Heavily committed to Penelope Wilton, Charles Gray and Denholm Elliott, I have tried to wax enthusiastic about Song of Songs (BBC-2), but something keeps going wrong with the wax. The show gets disablingly fixated on what ought to be the subsidiary aim of providing a guided tour around the social structure of alt Wien. Last week we had anti-semitism and a brisk introduction to Gustav Klimt, at the mention of whose name the reactionaries promptly defined themselves by adopting all manner of sneers and emitting all manner of snorts. The familiarity of this was overwhelming.

‘Man of Straw,’ was it? Anyhow, déjà absolutely vu. I watch on for Wilton and particularly the mighty Elliott, who’s having a fine time spitting venom through his fringe.

Part two of the mini series on The Energy Crunch (BBC-1) was laid on by the ‘Tomorrow’s World’ team, who run to intrepid clothes end a tendency to climb up, over or into whatever device they’re talking about, but who had no trouble in concocting a better commentary than the one which echoed portentously over the first programme.

The main theme this time was waste-disposal. The trouble with atomic waste is that it will go on being toxic for as far as we can see ahead. You can only put it down a hole if it’s the right kind of hole. We were shown Cavern Z9, an underground salt gallery where radioactive glop was stashed away for years until somebody decided the place wasn’t safe after all. Whether the stuff already stashed away was then dug up, or whether they contented themselves with just not stashing any more away, wasn’t stated. We saw some spiteful little piece of trash being wrapped in lead, cast in concrete, clad in steel, transported at 0.5 mph on a long low loader, unloaded with a tenter-hook and peeled with kid gloves.
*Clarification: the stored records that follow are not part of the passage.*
PR #803, opened 2024-10-30
Fix for defang upgrade

### LINKED ISSUE #658: Defang upgrade showing incorrect info
I'm running in a devcontainer which installs using the install script. When I run `defang upgrade` (just noticed it existed), I get the wrong upgrade instructions:

```
vscode ➜ /workspaces/samples/samples/django-channels-redis (django-channels) $ defang upgrade
 * To upgrade defang, run the following command:

 brew upgrade defang
vscode ➜ /workspaces/samples/samples/django-channels-redis (django-channels) $ whereis defang 
defang: /usr/local/bin/defang /home/vscode/.local/bin/defang
```

lionello:
Fixes #658

If you don't have `brew`, it would check whether the executable has the brew prefix `""` which is always true.

### DIFF
--- a/src/pkg/cli/upgrade.go
+++ b/src/pkg/cli/upgrade.go
@@ -25,7 +25,8 @@ func Upgrade(ctx context.Context) error {
 	}
 	term.Debugf(" - Evaluated: %s\n", ex)
 
-	if prefix, err := homebrewPrefix(ctx); err == nil && strings.HasPrefix(ex, prefix) {
+	prefix, err := homebrewPrefix(ctx)
+	if err == nil && strings.HasPrefix(ex, prefix) {
 		printInstructions("brew upgrade defang")
 		return nil
 	}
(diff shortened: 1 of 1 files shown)


src/pkg/cli/upgrade.go
```diff
@@ -24,7 +25,7 @@ func Upgrade(ctx context.Context) error {
 	}
 	term.Debugf(" - Evaluated: %s\n", ex)
 
-	if strings.HasPrefix(ex, homebrewPrefix(ctx)) {
+	if prefix, err := homebrewPrefix(ctx); err == nil && strings.HasPrefix(ex, prefix) {
```
jordanstephens, line 28: this is a lot for one line imo
```suggestion
	prefix, err := homebrewPrefix(ctx)
	if err == nil && strings.HasPrefix(ex, prefix) {
```

jordanstephens (approved):

src/pkg/cli/upgrade.go
lionello: True. I did it like that to limit the scope of the variables.

PR #804, opened 2024-10-30
Lint on commit, Test on push

jordanstephens:
This PR will be easiest to review [commit-by-commit](https://github.com/DefangLabs/defang/pull/804/commits)

This PR configures `golangci-lint` to introduce a minimal amount of static checks to our local workflow. There are more valuable lints which can be configured, but which are not green right now, so they have been commented out.

I want to stress that we should only keep these around if they're helpful. **If you find a rule to be annoying, disable it.**

This PR also adds a few `make` targets as well in the root of the working directory:

* `make install-golangci-lint` downloads and installs a fixed version of `golangci-lint` and installs it to the local `.bin` directory where it can be called from the `lint` targets.
* `make lint` runs the linter
* `make lint-fix` runs the linter with `--fix`
* `make pre-push` runs the pre-push code
* `make pre-commit` runs the pre-commit code
* `make setup` installs `golangci-lint` and also installs the two git hooks.

A few notes:
* I'm going to avoid running these in CI. I think it's super annoying when you're trying to get something shipped and CI fails because of a lint error. Ideally we catch this kind of thing early—locally. The worst thing that happens here is that the next person to pull main runs into the lint error you ignored, but I think that's the right trade-off to make at our stage.
* Feel free to use `// nolint:foo` liberally if a particular case is a false-positive, or if you just don't want to deal with it right now.
* Reminder that git hooks can be bypassed with `--no-verify`.


src/pkg/dns/resolver.go
```diff
@@ -38,7 +38,7 @@ var rootServers = []*net.NS{
 }
 
 func (r RootResolver) LookupIPAddr(ctx context.Context, domain string) ([]net.IPAddr, error) {
-	for i := 0; i < 10; i++ {
+	for range [10]int{} {
```
lionello, line 41: This can be `[10]struct{}{}` cf. the others, but I actually don't mind the C `for`.

lionello (approved):

PR #809, opened 2024-10-30
Fix 1st time BYOC on AWS

lionello:
It would look for the bucket name in a CloudFormation stack and fail if it wasn't there.


edwardrf (approved):
LGTM

nullfunc (approved):

PR #810, opened 2024-10-30
Add DEFANG_PULUMI_DIR env for local Pulumi runs

lionello:
Adding an env var `DEFANG_PULUMI_DIR` for faster testing of Pulumi CD code. You'd set this var to the folder with the Pulumi code, ie. `…/pulumi` and then when `--debug` it would run Pulumi locally, as opposed to running it in the cloud.


nullfunc (approved):

src/pkg/cli/client/byoc/aws/byoc_integration_test.go
lionello, line 1: @edwardrf your forgot this file

PR #820, opened 2024-10-31
Do not wait on managed resource status to complete.

### LINKED ISSUE #659: CLI not detaching after deployment
I've got a project with a normal service (a Django app) as well as managed Redis and managed Postgres.

When I run `defang compose up` it never detaches, despite the three services being healthy: the django app shows up as green in the portal with`SERVICE_DEPLOYMENT_COMPLETED` and Redis and Postgres both show up with a black circle and `UPDATE_QUEUED`.

nullfunc:
fixes #659 

When doing ```defang compose up``` the CLI will not exit until all services are complete. Because we do not get managed resources (ElastiCache redis/RDS postgres) statuses we will assume they are already up and it'll be up to the service apps to complete before exiting the CLI.

### DIFF
--- a/src/cmd/cli/command/compose.go
+++ b/src/cmd/cli/command/compose.go
@@ -5,7 +5,6 @@ import (
 	"errors"
 	"fmt"
 	"os"
-	"slices"
 	"strings"
 	"time"
 
@@ -27,15 +26,18 @@ func isManagedService(service compose.ServiceConfig) bool {
 	return service.Extensions["x-defang-static-files"] != nil || service.Extensions["x-defang-redis"] != nil || service.Extensions["x-defang-postgres"] != nil
 }
 
-func getUnreferencedManagedResources(serviceInfos compose.Services) []string {
-	managedResources := make([]string, 0)
+func splitProjectServicesByManageType(serviceInfos compose.Services) ([]string, []string) {
+	managedServices := make([]string, 0)
+	unmanagedServices := make([]string, 0)
 	for _, service := range serviceInfos {
 		if isManagedService(service) {
-			managedResources = append(managedResources, service.Name)
+			managedServices = append(managedServices, service.Name)
+		} else {
+			unmanagedServices = append(unmanagedServices, service.Name)
 		}
 	}
 
-	return managedResources
+	return managedServices, unmanagedServices
 }
 
 func makeComposeUpCmd() *cobra.Command {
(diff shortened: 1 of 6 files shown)


src/cmd/cli/command/compose.go
```diff
@@ -105,12 +106,16 @@ func makeComposeUpCmd() *cobra.Command {
...
+				for _, serviceInfo := range deploy.Services {
+
+					// do not monitor managed resources, they do not currently update their status
+					if !slices.Contains(managedResources, serviceInfo.Service.Name) {
+						monitoredServices = append(monitoredServices, serviceInfo.Service.Name)
+					}
 				}
 
-				if err := cli.WaitServiceState(tailCtx, provider, targetState, deploy.Etag, services); err != nil {
+				if err := cli.WaitServiceState(tailCtx, provider, targetState, deploy.Etag, monitoredServices); err != nil {
```
lionello, line 118: I think we should probably handle this in the backend: when we get `Subscribe` for a managed service, we return a status that's considered complete

lionello: Wait, this is for BYOC, but we can still handle it inside `Subscribe`.

src/cmd/cli/command/compose.go
```diff
@@ -26,15 +26,18 @@ func isManagedService(service compose.ServiceConfig) bool {
 	return service.Extensions["x-defang-static-files"] != nil || service.Extensions["x-defang-redis"] != nil || service.Extensions["x-defang-postgres"] != nil
 }
 
-func getUnreferencedManagedResources(serviceInfos compose.Services) []string {
-	managedResources := make([]string, 0)
+func splitProjectServicesByManageType(serviceInfos compose.Services) ([]string, []string) {
+	managedServices := make([]string, 0)
+	unmanagedServices := make([]string, 0)
```
lionello, line 31:
```suggestion
	var managedServices []string
	var unmanagedServices []string
```

src/cmd/cli/command/compose.go
```diff
@@ -26,15 +26,18 @@ func isManagedService(service compose.ServiceConfig) bool {
 	return service.Extensions["x-defang-static-files"] != nil || service.Extensions["x-defang-redis"] != nil || service.Extensions["x-defang-postgres"] != nil
 }
 
-func getUnreferencedManagedResources(serviceInfos compose.Services) []string {
-	managedResources := make([]string, 0)
+func splitProjectServicesByManageType(serviceInfos compose.Services) ([]string, []string) {
```
lionello, line 29: not clear from name what the order of the return is. Use named returns?

src/pkg/cli/subscribe.go
```diff
@@ -19,13 +19,25 @@ func (e ErrDeploymentFailed) Error() string {
 	return fmt.Sprintf("deployment failed for service %q", e.Service)
 }
 
+type ErrNothingToDeploy struct {
+	Service string
+}
+
+func (e ErrNothingToDeploy) Error() string {
+	return "no services to deploy"
+}
```
lionello, line 28:
```suggestion
var ErrNothingToDeploy = errors.New("no services to deploy")
```

src/pkg/cli/subscribe.go
```diff
@@ -19,13 +19,25 @@ func (e ErrDeploymentFailed) Error() string {
...
+
 func WaitServiceState(ctx context.Context, provider client.Provider, targetState defangv1.ServiceState, etag string, services []string) error {
 	term.Debugf("waiting for services %v to reach state %s\n", services, targetState) // TODO: don't print in Go-routine
 
 	if DoDryRun {
 		return ErrDryRun
 	}
 
+	if len(services) == 0 {
+		return ErrNothingToDeploy{}
```
lionello, line 38:
```suggestion
		return ErrNothingToDeploy
```

lionello (changes requested):
Not sure why so much code changed? The new error can never be returned?

lionello (approved):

It was then suggested that another way to handle the stuff might be to put it on a rocket and shoot it into space. Well, why not? What could go wrong? One watched the programme in the unshakable certainty that nothing one can do could possibly affect matters in the slightest. One also reflected that the decisive answer to anarchism lies in the glaring fact that it would take a very high degree of organisation to dismantle the technology we’ve got now.

For his cuddlesome bonhomie and heart-warming capabilities in Who Needs a Conductor? (Omnibus, BBC-1) André Previn gets the John Betjeman Medal, with oak-leaf clusters and wreathed smiles. Previn has got so much going for him — erudition, professional eminence, wit, looks and eternal youth — that you suspect him of having access to an elixir. Doyen of a different métier, this character Nastase is supposed to exude a comparable charm, but personally I find his mercurial temperament a pain in the tail. As things stand, we are apparently fated to see him being interviewed every day of Wimbledon, with brief pauses while he wins in straight love sets against an assortment of adolescents and geriatric cases. Great.